Cold Sweet Potato Salad Recipe GF - Vegan Family Recipes

Sweet Potato Salad

This sweet potato salad is best served cold but can also be enjoyed warm. Perfect side dish to make ahead for holidays like Thanksgiving and Christmas.
Course Salad, Side Dish
Cuisine gluten-free, Paleo, vegan
Prep Time 5 minutes
Cook Time 30 minutes
Total Time 35 minutes
Calories 257 kcal
Author Vanessa


  • 2 large Sweet Potatoes peeled and cut into 1 to 1 1/2 inch cubes
  • 1 tablespoon Olive Oil
  • 1/2 of a teaspoon each of Paprika Oregano and Cayenne Pepper (optional)
  • 1 Shallot diced
  • 2 Scallions/Spring Onions ends removed and diced
  • small bunch of Chives chopped
  • 3 tablespoons Red Wine Vinegar
  • 2 teaspoons Olive Oil
  • 1 tablespoon Pure Maple Syrup
  • Salt and Pepper to taste


  1. Preheat oven to 390F (200C) and line a baking sheet with parchment paper.
  2. Toss sweet potato chunks with 1 tablespoon of olive oil and optional spices.
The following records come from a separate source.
PR #504, opened 2026-06-16
feat: improve properties panel context menu and visual alignment

chrisgervang:
## Summary

- Enrich the right-click context menu with Copy value/name/code reference/mustache reference actions, Hide/Show field toggle, and Disconnect all inputs
- Show all menu items always (disabled when not applicable) instead of conditionally hiding them
- Combine Sequence / Make static into a single toggle based on whether the field has keyframes
- Polish vertical alignment: all sidebar sections share a consistent 6px grid (header, description, section titles, property rows, dividers)
- Add Properties Panel documentation page with screenshots to the website

## Details

**Context menu improvements:**
- "Copy value" disabled for non-value fields (data, layers, etc.)
- "Reset to default" disabled when value equals default or field is connected
- "Hide field" disabled when field has an incoming connection
- "Disconnect all inputs" enabled only for ListFields with connections
- Auto-flip menu leftward when it would overflow the viewport

image

**Visual polish:**
- Property rows have hover highlight and 6px horizontal padding
- Output dots align with input dots (24px left padding for missing +/- button)
- Header divider, capsule pill, Reset button, and keyframe diamonds all share consistent vertical grid columns
- +/- buttons and Reset button are non-user-selectable
- Panel width set via CSS variable (296px)

**Documentation:**
- New `docs/users/properties-panel.md` with overview, context menu reference table, and screenshots
- New `dev-docs/screenshot-guide.md` with Chrome DevTools MCP workflow for capturing/cropping screenshots with fake cursor

**Tests:**
- 16 new unit tests covering context menu actions (copy, sequence, hide/show, disconnect)

## Screenshots

image

## Test plan

- [x] `npm test` passes (40 tests + 16 new, 4 pre-existing skips)
- [x] Right-click any property row → context menu appears with all actions
- [x] Copy actions write correct values to clipboard
- [x] Hide/Show field works via context menu and +/- buttons
- [x] Disabled states: connected fields can't be hidden or reset, non-value fields can't copy value
- [x] Visual alignment consistent across header, description, section titles, and property rows
- [x] Website docs build with new properties-panel page and screenshots


akre54 (changes requested):
It wasn't accidentally removed. It's now available as a right-click, which aligns with other software ([Blender Drivers](https://docs.blender.org/manual/en/latest/animation/drivers/usage.html#copy-paste), [TD export vs paste relative reference](https://matthewragan.com/2014/06/01/understanding-referencing-touchdesigner/), [Houdini parameter references](https://www.sidefx.com/docs/houdini/network/copying.html), etc). It also keeps the visual noise down.

Do you feel strongly the other way?

chrisgervang:
> It wasn't accidentally removed. It's now available as a right-click, which aligns with other software ([Blender Drivers](https://docs.blender.org/manual/en/latest/animation/drivers/usage.html#copy-paste), [TD export vs paste relative reference](https://matthewragan.com/2014/06/01/understanding-referencing-touchdesigner/), [Houdini parameter references](https://www.sidefx.com/docs/houdini/network/copying.html), etc). It also keeps the visual noise down.
> 
> Do you feel strongly the other way?

Ah ok, seemed accidental since unused `referenceIcon` CSS was left behind.

I think the menu needs to be more discoverable - the problem with the current UX is nothing on the row indicates there's a context menu.

I'll take another crack at this UX with a kebab menu. Visual noise can be kept low by making the menu only visible on hover

chrisgervang:
@greptile-apps rereview

chrisgervang:
@greptile-apps rereview

akre54 (approved):
I'm not a fan of the visual noise or the fact that it takes up the limited horizontal real estate, but it does make this more discoverable. Overall neutral on this change

Reduced horizontal real estate before:

Screenshot 2026-06-16 at 10 13 09 AM


After:
Screenshot 2026-06-16 at 10 12 18 AM

chrisgervang:
Those screenshots show a number of issues with the design, and I've pushed up some improvements:
- small inputs like checkboxes weren't shrinking, so field names were more likely to be hidden
- the sidebar became narrower overall, and I think the previous width was better
- there was extra padding added with the hover hint that was unnecessary

Also, the right padding for the invisible kebab was actually pretty problematic for alignment on the right side. Compound props complicated the layout alignment since they don't have a diamond or input on their field row.

I took a step back and decided the hover hint gives a clue that the row is interactive, and the core discoverability issues is better solved with documentation than UI.

Screenshot 2026-07-06 at 4 07 23 PM

We're basically back to where we were, but with more clues and docs. Also the context menu now includes all of the actions a user can take from the row, which doubles as another UI clue for learning the tool.

chrisgervang:
@greptile-apps rereview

Spread on lined baking sheet and bake in oven for 25-35 minutes until roasted.
  3. Remove sweet potatoes from oven and cool at room temperature.
  4. Meanwhile, prepare dressing by mixing shallots, scallions, chives, vinegar, olive oil, and maple syrup.
  5. Toss sweet potatoes with dressing, garnish with chives and serve. I suggest refrigerating salad for an hour before serving to allow for all the flavor to seep into the potatoes. Enjoy!
Nutrition Facts
Sweet Potato Salad
Amount Per Serving (1 /4 of the recipe)
Calories 257 Calories from Fat 55
% Daily Value*
Fat 6.1g9%
Saturated Fat 0.9g6%
Carbohydrates 48.8g16%
Fiber 7.7g32%
Sugar 5.3g6%
Protein 3.3g7%
* Percent Daily Values are based on a 2000 calorie diet.